- _EXTRACTED RECORDS_:
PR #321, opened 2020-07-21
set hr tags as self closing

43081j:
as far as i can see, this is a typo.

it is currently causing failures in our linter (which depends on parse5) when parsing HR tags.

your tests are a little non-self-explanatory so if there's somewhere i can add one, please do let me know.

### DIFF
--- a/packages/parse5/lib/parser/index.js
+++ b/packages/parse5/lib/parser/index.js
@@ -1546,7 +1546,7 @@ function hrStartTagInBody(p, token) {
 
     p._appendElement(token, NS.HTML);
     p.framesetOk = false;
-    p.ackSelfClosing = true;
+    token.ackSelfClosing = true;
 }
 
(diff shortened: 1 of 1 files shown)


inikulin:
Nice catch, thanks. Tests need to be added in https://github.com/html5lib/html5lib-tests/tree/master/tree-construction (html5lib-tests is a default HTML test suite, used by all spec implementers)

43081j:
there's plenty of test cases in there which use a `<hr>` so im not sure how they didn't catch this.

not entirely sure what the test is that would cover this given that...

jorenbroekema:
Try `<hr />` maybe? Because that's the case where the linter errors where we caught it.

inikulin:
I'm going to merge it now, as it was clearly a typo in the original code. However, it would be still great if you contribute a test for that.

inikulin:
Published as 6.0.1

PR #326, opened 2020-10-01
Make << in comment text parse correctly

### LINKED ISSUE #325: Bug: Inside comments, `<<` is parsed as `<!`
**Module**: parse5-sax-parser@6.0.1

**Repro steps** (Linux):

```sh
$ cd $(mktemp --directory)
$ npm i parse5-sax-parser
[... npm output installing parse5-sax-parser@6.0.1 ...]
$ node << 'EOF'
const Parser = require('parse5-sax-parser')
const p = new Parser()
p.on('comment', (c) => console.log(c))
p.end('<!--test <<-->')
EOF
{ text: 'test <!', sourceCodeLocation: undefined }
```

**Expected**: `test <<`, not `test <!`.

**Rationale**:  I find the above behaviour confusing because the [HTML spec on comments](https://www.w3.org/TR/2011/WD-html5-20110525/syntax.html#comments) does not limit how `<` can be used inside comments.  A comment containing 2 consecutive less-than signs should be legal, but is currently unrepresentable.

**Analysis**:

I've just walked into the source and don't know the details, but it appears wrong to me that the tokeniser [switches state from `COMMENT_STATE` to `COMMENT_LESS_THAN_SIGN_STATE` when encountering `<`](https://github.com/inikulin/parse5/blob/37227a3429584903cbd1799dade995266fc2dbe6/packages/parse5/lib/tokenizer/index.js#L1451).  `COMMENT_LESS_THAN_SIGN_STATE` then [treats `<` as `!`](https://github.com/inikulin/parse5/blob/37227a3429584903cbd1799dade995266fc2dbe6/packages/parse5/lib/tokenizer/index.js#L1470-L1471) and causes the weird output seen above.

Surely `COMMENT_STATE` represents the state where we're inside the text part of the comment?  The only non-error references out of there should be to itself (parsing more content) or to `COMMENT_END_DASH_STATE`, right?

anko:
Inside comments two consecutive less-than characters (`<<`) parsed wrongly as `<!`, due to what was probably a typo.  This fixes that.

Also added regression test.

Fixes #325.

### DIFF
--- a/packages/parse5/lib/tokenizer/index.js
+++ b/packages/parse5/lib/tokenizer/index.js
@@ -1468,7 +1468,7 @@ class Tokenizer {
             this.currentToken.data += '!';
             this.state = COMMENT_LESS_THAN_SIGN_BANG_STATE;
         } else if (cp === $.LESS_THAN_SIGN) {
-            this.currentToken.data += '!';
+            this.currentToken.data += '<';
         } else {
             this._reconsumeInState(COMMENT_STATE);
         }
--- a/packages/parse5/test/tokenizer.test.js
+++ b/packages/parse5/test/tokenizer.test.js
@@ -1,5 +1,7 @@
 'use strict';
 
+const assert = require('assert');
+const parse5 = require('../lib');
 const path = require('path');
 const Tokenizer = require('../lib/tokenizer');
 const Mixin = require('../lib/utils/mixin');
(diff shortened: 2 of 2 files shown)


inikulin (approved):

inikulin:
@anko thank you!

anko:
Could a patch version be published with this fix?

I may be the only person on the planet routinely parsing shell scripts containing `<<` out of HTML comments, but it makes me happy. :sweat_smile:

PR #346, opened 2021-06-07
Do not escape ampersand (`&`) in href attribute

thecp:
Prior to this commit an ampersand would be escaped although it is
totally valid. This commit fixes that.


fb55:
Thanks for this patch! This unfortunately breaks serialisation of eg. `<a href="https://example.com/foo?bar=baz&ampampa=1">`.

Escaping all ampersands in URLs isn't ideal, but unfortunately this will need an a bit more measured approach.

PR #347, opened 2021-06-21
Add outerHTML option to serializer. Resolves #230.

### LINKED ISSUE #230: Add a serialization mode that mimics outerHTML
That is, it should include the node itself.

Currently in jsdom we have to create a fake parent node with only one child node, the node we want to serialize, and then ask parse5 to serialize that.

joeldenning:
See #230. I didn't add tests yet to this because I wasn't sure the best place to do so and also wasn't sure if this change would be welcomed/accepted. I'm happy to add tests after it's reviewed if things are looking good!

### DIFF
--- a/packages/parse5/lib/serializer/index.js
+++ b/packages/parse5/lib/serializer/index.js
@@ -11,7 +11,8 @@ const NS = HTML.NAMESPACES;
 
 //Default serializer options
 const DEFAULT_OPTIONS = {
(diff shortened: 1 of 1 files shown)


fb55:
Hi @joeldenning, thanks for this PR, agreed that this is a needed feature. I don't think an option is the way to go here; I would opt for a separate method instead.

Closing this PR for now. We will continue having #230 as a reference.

- _WHAT IS BEING ASKED_:
Search the data for the word "know" and copy each line where it appears.

- _ANSWER FOR THIS EXERCISE_:
your tests are a little non-self-explanatory so if there's somewhere i can add one, please do let me know.
I've just walked into the source and don't know the details, but it appears wrong to me that the tokeniser [switches state from `COMMENT_STATE` to `COMMENT_LESS_THAN_SIGN_STATE` when encountering `<`](https://github.com/inikulin/parse5/blob/37227a3429584903cbd1799dade995266fc2dbe6/packages/parse5/lib/tokenizer/index.js#L1451).  `COMMENT_LESS_THAN_SIGN_STATE` then [treats `<` as `!`](https://github.com/inikulin/parse5/blob/37227a3429584903cbd1799dade995266fc2dbe6/packages/parse5/lib/tokenizer/index.js#L1470-L1471) and causes the weird output seen above.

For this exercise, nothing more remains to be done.